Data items
PR #2785, opened 2020-09-12
Double nginx worker connections

jtgeibel:
This should double our burst capacity during large influxes of download
traffic and reduce the occurance of H13 errors due to hitting the worker
connection limit.

With more queued connections we could potentially bump into limits on
the number of open file handles. It looks like Heroku dynos have a
ulimit on open files of:
* 10,000 for Standard-1X dynos
* 1,048,576 for Performance-M dynos

Based on these numbers, we have a margin of 1,808 file handles for
database connections, serving static files, etc. even on a Standard-1X
dyno.

r? @pietroalbini

### DIFF
--- a/src/middleware/require_user_agent.rs
+++ b/src/middleware/require_user_agent.rs
@@ -19,7 +19,8 @@ impl AroundMiddleware for RequireUserAgent {
 
 impl Handler for RequireUserAgent {
     fn call(&self, req: &mut dyn RequestExt) -> AfterResult {
-        let has_user_agent = request_header(req, header::USER_AGENT) != "";
+        let agent = request_header(req, header::USER_AGENT);
+        let has_user_agent = agent != "" && agent != "Amazon CloudFront";
         let is_download = req.path().ends_with("download");
         if !has_user_agent && !is_download {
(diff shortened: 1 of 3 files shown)


src/middleware/require_user_agent.rs
```diff
@@ -19,7 +19,8 @@ impl AroundMiddleware for RequireUserAgent {
 
 impl Handler for RequireUserAgent {
     fn call(&self, req: &mut dyn RequestExt) -> AfterResult {
-        let has_user_agent = request_header(req, header::USER_AGENT) != "";
+        let agent = request_header(req, header::USER_AGENT);
+        let has_user_agent = agent != "" && agent != "Amazon CloudFront";
```
pietroalbini, line 23: Can we put this into an environment variable?

pietroalbini (approved):

src/middleware/require_user_agent.rs
jtgeibel: @pietroalbini I've added a commit moving the string into an environment variable. If the variable is unset, it defaults to our current CDN. The CDN check and be disabled by setting `WEB_CDN_USER_AGENT` to the empty string.

PR #1750, opened 2021-10-04
chore: instrumenting the banner button 

jpvajda:
This PR is adding instrumentation to different UI elements on I/O

1. Instrument the banner button click
2. TBD
3. TBD
4. TBD

### DIFF
--- a/src/components/IOBanner.js
+++ b/src/components/IOBanner.js
@@ -1,10 +1,26 @@
 import React from 'react';
 import { css } from '@emotion/react';
 import PropTypes from 'prop-types';
-import { Button, Link } from '@newrelic/gatsby-theme-newrelic';
+import {
+  Button,
+  Link,
+  useTessen,
+  useInstrumentedHandler,
+} from '@newrelic/gatsby-theme-newrelic';
 import ioBanner from '../images/ioBanner.png';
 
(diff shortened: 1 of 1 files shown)


src/components/IOBanner.js
```diff
@@ -1,10 +1,26 @@
...
+  const tessen = useTessen();
+
+  const handleBannerButtonClick = useInstrumentedHandler(
+    () => {
+      tessen.track('instantObservability', 'BannerButtonClick', {});
+    },
+    {
+      actionName: 'BannerButtonClick',
+    }
+  );
```
roadlittledawn, line 22: i don't think you need to use the `useInstrumentedHandler` hook here. i think you can just use tessen inside an inline function in the `onClick`

jpvajda: How do we decide when this used / not used?

jpvajda: After talking to @roadlittledawn I removed it.

jpvajda:
@rudouglas I'm curious if you can provide some direction how to setup tessen on the constants.js file for the support and explorer links, I put some commented out code in that file to call tessen but not sure how to actual set tessen.track on those links as they are inside a markdown block. 🤔

aswanson-nr (approved):

PR #1791, opened 2021-10-18
feat: hardcode installplan for codestream

rudouglas:
Do not merge until Codestream launch, 21st Oct 8:00 am PST


aswanson-nr (commented):
Let's remove the changes to `quickstarts.json` since this is now managed on the `main` branch of the repository. When we release this change, you can go in and manually trigger the workflow to pull in the codestream quickstart

PR #1794, opened 2021-10-18
feat: add quickstart name and id to tessen events

rudouglas:


src/components/Tabs/BarItem.js
```diff
@@ -7,7 +7,15 @@ import {
...
 import useTabs from './useTabs';
 
-const BarItem = ({ index, children, id, count, disabled }) => {
+const BarItem = ({
+  index,
+  children,
+  id,
+  count,
+  disabled,
+  quickstartName,
```
aswanson-nr, line 16: I feel a little icky about passing all this quickstart specific information into this more general component, even though this is the only page that currently uses it. If we avoid it now, it will be much easier to generalize this component later. That said, this is by no means a required change.
We could keep this component general by passing in a callback for click events, then that callback could be created with all the quickstart specific info in `QuickstartDetails` before even initializing the `BarItem` component.
```js
const tessenTrack = (action, quickstart) => (extraFields) => {
  tessen.track('instantObservability', action, {
    quickstartTitle: quickstart.title,
    quickstartId: quickstart.id,
    ...extraFields,
  };
};
```
Then you could call this with the relevant information and then pass the returned function to the downstream components.

src/components/Tabs/BarItem.js
```diff
@@ -1,37 +1,22 @@
...
 import PropTypes from 'prop-types';
 import { css } from '@emotion/react';
-import {
-  useTessen,
-  useInstrumentedData,
-} from '@newrelic/gatsby-theme-newrelic';
 import useTabs from './useTabs';
 
-const BarItem = ({ index, children, id, count, disabled }) => {
+const BarItem = ({ index, children, id, count, disabled, ...props }) => {
```
aswanson-nr, line 6: You can totally rename during deconstruction!
```suggestion
const BarItem = ({ index, children, id, count, disabled, onClick: onTabClick }) => {
```

src/components/quickstarts/SupportSection.js
```diff
@@ -1,21 +1,21 @@
...
+import { Link } from '@newrelic/gatsby-theme-newrelic';
 import {
   SUPPORT_LINK,
   COMMUNITY_LINK,
   QUICKSTART_SUPPORT_LEVELS,
 } from '../../data/constants';
 
-const SupportSection = ({ supportLevel }) => {
-  const tessen = useTessen();
+const SupportSection = ({ supportLevel, ...props }) => {
```
aswanson-nr, line 11: This one could be done in the same way

src/components/Tabs/BarItem.js
rudouglas: Yes totally agree on this one, i've refactored but not sure if that's as tidy as it could be 😬

PR #1815, opened 2021-10-21
Add multiple filter select

LizBaker:
WIP


LizBaker:
not sure why the linter is failing here. it doesn't fail locally and it seems to be mad about code that's been removed... that or it's complaining about the filter array method?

(Work item):
Please repeat each entry exactly as written.

(Exercise solution):
PR #2785, opened 2020-09-12
Double nginx worker connections

jtgeibel:
This should double our burst capacity during large influxes of download
traffic and reduce the occurance of H13 errors due to hitting the worker
connection limit.

With more queued connections we could potentially bump into limits on
the number of open file handles. It looks like Heroku dynos have a
ulimit on open files of:
* 10,000 for Standard-1X dynos
* 1,048,576 for Performance-M dynos

Based on these numbers, we have a margin of 1,808 file handles for
database connections, serving static files, etc. even on a Standard-1X
dyno.

r? @pietroalbini

### DIFF
--- a/src/middleware/require_user_agent.rs
+++ b/src/middleware/require_user_agent.rs
@@ -19,7 +19,8 @@ impl AroundMiddleware for RequireUserAgent {
 
 impl Handler for RequireUserAgent {
     fn call(&self, req: &mut dyn RequestExt) -> AfterResult {
-        let has_user_agent = request_header(req, header::USER_AGENT) != "";
+        let agent = request_header(req, header::USER_AGENT);
+        let has_user_agent = agent != "" && agent != "Amazon CloudFront";
         let is_download = req.path().ends_with("download");
         if !has_user_agent && !is_download {
(diff shortened: 1 of 3 files shown)


src/middleware/require_user_agent.rs
```diff
@@ -19,7 +19,8 @@ impl AroundMiddleware for RequireUserAgent {
 
 impl Handler for RequireUserAgent {
     fn call(&self, req: &mut dyn RequestExt) -> AfterResult {
-        let has_user_agent = request_header(req, header::USER_AGENT) != "";
+        let agent = request_header(req, header::USER_AGENT);
+        let has_user_agent = agent != "" && agent != "Amazon CloudFront";
```
pietroalbini, line 23: Can we put this into an environment variable?

pietroalbini (approved):

src/middleware/require_user_agent.rs
jtgeibel: @pietroalbini I've added a commit moving the string into an environment variable. If the variable is unset, it defaults to our current CDN. The CDN check and be disabled by setting `WEB_CDN_USER_AGENT` to the empty string.

PR #1750, opened 2021-10-04
chore: instrumenting the banner button 

jpvajda:
This PR is adding instrumentation to different UI elements on I/O

1. Instrument the banner button click
2. TBD
3. TBD
4. TBD

### DIFF
--- a/src/components/IOBanner.js
+++ b/src/components/IOBanner.js
@@ -1,10 +1,26 @@
 import React from 'react';
 import { css } from '@emotion/react';
 import PropTypes from 'prop-types';
-import { Button, Link } from '@newrelic/gatsby-theme-newrelic';
+import {
+  Button,
+  Link,
+  useTessen,
+  useInstrumentedHandler,
+} from '@newrelic/gatsby-theme-newrelic';
 import ioBanner from '../images/ioBanner.png';
 
(diff shortened: 1 of 1 files shown)


src/components/IOBanner.js
```diff
@@ -1,10 +1,26 @@
...
+  const tessen = useTessen();
+
+  const handleBannerButtonClick = useInstrumentedHandler(
+    () => {
+      tessen.track('instantObservability', 'BannerButtonClick', {});
+    },
+    {
+      actionName: 'BannerButtonClick',
+    }
+  );
```
roadlittledawn, line 22: i don't think you need to use the `useInstrumentedHandler` hook here. i think you can just use tessen inside an inline function in the `onClick`

jpvajda: How do we decide when this used / not used?

jpvajda: After talking to @roadlittledawn I removed it.

jpvajda:
@rudouglas I'm curious if you can provide some direction how to setup tessen on the constants.js file for the support and explorer links, I put some commented out code in that file to call tessen but not sure how to actual set tessen.track on those links as they are inside a markdown block. 🤔

aswanson-nr (approved):

PR #1791, opened 2021-10-18
feat: hardcode installplan for codestream

rudouglas:
Do not merge until Codestream launch, 21st Oct 8:00 am PST


aswanson-nr (commented):
Let's remove the changes to `quickstarts.json` since this is now managed on the `main` branch of the repository. When we release this change, you can go in and manually trigger the workflow to pull in the codestream quickstart

PR #1794, opened 2021-10-18
feat: add quickstart name and id to tessen events

rudouglas:


src/components/Tabs/BarItem.js
```diff
@@ -7,7 +7,15 @@ import {
...
 import useTabs from './useTabs';
 
-const BarItem = ({ index, children, id, count, disabled }) => {
+const BarItem = ({
+  index,
+  children,
+  id,
+  count,
+  disabled,
+  quickstartName,
```
aswanson-nr, line 16: I feel a little icky about passing all this quickstart specific information into this more general component, even though this is the only page that currently uses it. If we avoid it now, it will be much easier to generalize this component later. That said, this is by no means a required change.
We could keep this component general by passing in a callback for click events, then that callback could be created with all the quickstart specific info in `QuickstartDetails` before even initializing the `BarItem` component.
```js
const tessenTrack = (action, quickstart) => (extraFields) => {
  tessen.track('instantObservability', action, {
    quickstartTitle: quickstart.title,
    quickstartId: quickstart.id,
    ...extraFields,
  };
};
```
Then you could call this with the relevant information and then pass the returned function to the downstream components.

src/components/Tabs/BarItem.js
```diff
@@ -1,37 +1,22 @@
...
 import PropTypes from 'prop-types';
 import { css } from '@emotion/react';
-import {
-  useTessen,
-  useInstrumentedData,
-} from '@newrelic/gatsby-theme-newrelic';
 import useTabs from './useTabs';
 
-const BarItem = ({ index, children, id, count, disabled }) => {
+const BarItem = ({ index, children, id, count, disabled, ...props }) => {
```
aswanson-nr, line 6: You can totally rename during deconstruction!
```suggestion
const BarItem = ({ index, children, id, count, disabled, onClick: onTabClick }) => {
```

src/components/quickstarts/SupportSection.js
```diff
@@ -1,21 +1,21 @@
...
+import { Link } from '@newrelic/gatsby-theme-newrelic';
 import {
   SUPPORT_LINK,
   COMMUNITY_LINK,
   QUICKSTART_SUPPORT_LEVELS,
 } from '../../data/constants';
 
-const SupportSection = ({ supportLevel }) => {
-  const tessen = useTessen();
+const SupportSection = ({ supportLevel, ...props }) => {
```
aswanson-nr, line 11: This one could be done in the same way

src/components/Tabs/BarItem.js
rudouglas: Yes totally agree on this one, i've refactored but not sure if that's as tidy as it could be 😬

PR #1815, opened 2021-10-21
Add multiple filter select

LizBaker:
WIP


LizBaker:
not sure why the linter is failing here. it doesn't fail locally and it seems to be mad about code that's been removed... that or it's complaining about the filter array method?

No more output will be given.